(DATA LISTING):
◆ ◆ ◆ ◆
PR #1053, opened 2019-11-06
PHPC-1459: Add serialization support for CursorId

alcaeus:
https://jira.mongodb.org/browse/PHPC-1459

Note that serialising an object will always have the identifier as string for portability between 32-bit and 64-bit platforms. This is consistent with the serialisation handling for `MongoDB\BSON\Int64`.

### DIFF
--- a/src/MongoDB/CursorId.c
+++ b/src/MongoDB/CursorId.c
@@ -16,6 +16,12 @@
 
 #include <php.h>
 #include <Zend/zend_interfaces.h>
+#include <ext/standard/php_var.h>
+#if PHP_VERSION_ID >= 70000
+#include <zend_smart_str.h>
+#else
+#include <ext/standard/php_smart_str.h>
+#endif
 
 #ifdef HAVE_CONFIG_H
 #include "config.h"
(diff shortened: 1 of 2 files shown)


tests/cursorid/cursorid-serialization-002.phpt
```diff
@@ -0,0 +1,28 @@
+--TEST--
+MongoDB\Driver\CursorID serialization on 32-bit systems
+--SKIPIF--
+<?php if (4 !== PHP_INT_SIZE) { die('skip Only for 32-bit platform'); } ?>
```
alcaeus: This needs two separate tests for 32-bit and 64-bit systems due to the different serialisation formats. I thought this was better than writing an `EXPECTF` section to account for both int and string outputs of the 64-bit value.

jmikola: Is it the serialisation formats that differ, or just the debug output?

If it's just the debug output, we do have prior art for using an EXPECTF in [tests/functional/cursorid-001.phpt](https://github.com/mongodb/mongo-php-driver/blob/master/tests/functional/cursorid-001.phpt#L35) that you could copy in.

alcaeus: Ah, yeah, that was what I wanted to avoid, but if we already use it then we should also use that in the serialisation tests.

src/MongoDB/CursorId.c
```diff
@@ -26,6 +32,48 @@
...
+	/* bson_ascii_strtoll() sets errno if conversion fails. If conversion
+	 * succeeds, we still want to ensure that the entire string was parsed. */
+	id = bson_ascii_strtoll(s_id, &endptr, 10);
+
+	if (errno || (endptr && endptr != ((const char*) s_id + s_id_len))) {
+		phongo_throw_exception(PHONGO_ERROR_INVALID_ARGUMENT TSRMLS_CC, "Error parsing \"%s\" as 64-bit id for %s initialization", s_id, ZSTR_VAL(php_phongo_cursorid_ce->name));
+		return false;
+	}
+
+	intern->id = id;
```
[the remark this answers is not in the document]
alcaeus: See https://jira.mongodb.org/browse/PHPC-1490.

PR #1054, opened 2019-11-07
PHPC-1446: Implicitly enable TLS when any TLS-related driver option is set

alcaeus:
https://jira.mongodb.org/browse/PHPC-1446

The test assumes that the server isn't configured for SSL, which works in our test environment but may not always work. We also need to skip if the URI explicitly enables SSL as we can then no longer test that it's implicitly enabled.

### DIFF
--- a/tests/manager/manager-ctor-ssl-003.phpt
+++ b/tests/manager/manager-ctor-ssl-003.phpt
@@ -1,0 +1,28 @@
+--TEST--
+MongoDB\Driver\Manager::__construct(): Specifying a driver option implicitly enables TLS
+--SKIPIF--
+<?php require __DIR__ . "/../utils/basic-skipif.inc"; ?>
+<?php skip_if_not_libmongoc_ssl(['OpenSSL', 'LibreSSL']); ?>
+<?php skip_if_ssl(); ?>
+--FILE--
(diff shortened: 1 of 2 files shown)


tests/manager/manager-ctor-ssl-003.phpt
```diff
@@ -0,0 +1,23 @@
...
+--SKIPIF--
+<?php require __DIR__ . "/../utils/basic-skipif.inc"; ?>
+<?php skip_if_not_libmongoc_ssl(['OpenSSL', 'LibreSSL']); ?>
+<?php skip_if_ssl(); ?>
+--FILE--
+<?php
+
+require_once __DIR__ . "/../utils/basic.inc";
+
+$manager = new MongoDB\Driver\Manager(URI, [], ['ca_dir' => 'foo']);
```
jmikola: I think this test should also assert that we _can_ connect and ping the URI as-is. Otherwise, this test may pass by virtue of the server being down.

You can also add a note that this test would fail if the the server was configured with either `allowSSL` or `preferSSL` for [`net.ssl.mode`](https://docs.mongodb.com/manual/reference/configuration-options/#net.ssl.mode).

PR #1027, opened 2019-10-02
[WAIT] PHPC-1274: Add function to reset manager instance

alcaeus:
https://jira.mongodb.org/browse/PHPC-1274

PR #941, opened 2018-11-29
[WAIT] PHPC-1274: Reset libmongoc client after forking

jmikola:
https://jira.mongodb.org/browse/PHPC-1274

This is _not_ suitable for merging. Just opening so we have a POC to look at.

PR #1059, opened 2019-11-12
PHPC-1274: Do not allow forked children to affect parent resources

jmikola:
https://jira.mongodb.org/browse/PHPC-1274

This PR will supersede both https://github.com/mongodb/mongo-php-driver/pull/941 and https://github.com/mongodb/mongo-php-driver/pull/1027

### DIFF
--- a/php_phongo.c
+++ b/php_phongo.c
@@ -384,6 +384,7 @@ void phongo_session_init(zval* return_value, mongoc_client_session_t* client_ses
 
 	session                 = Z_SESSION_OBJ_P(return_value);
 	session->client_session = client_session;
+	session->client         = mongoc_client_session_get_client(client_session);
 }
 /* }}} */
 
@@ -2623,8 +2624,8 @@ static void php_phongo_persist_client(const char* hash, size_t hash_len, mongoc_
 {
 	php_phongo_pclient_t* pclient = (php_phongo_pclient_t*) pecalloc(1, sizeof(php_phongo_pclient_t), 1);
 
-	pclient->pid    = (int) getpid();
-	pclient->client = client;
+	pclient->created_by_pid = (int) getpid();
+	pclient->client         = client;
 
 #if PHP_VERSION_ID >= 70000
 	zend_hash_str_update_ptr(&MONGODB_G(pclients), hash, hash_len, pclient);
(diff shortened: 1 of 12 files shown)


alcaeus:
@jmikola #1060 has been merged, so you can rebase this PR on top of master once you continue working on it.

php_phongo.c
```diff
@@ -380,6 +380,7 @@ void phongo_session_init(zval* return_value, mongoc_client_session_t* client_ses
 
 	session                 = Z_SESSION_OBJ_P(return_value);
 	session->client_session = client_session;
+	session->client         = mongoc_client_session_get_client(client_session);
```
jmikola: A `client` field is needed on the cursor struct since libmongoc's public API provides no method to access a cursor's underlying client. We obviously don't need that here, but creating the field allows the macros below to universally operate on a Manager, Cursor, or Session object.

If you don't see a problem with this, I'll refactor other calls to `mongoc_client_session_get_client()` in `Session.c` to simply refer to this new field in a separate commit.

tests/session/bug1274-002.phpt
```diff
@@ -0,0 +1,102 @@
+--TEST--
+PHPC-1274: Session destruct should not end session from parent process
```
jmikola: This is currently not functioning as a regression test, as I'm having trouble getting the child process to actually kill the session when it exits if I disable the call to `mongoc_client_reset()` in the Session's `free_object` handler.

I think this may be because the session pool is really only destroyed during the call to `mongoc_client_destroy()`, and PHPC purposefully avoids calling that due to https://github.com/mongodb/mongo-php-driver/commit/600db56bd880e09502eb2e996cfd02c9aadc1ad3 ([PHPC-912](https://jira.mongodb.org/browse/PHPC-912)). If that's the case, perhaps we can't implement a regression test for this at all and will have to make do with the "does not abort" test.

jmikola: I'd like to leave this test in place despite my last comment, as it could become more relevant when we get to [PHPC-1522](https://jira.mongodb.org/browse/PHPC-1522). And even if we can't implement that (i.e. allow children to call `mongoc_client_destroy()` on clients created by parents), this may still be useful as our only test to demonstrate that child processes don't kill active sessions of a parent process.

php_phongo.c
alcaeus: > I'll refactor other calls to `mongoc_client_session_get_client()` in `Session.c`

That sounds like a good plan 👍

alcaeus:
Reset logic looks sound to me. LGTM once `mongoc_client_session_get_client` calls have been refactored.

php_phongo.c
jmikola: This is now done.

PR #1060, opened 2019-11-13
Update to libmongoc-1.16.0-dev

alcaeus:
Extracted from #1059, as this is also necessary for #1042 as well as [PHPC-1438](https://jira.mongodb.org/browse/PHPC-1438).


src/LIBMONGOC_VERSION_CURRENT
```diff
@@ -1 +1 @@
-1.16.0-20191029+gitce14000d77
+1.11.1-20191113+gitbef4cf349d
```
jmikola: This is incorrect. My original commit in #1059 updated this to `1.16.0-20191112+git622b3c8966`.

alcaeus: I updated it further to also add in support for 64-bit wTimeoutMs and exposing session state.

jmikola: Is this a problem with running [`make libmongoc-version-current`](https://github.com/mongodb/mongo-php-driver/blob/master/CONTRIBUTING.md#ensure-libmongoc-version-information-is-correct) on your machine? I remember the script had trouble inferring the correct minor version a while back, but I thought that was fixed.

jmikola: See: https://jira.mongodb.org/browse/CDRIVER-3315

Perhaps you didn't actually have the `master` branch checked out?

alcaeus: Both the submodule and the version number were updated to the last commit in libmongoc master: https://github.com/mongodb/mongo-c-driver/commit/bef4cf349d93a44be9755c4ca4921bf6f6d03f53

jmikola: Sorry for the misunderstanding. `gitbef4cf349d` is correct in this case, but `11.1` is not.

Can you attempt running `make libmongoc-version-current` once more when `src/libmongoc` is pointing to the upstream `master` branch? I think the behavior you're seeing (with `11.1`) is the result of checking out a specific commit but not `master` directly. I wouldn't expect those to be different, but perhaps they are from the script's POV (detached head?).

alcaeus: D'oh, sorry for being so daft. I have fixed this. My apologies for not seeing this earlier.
◆ ◆ ◆ ◆
(WHAT THE TASK ASKS): Your task is to quote the lines above, beginning with the first and ending with the one that holds "https://jira.mongodb.org/browse/PHPC-1459".

(TASK RESPONSE):
PR #1053, opened 2019-11-06
PHPC-1459: Add serialization support for CursorId

alcaeus:
https://jira.mongodb.org/browse/PHPC-1459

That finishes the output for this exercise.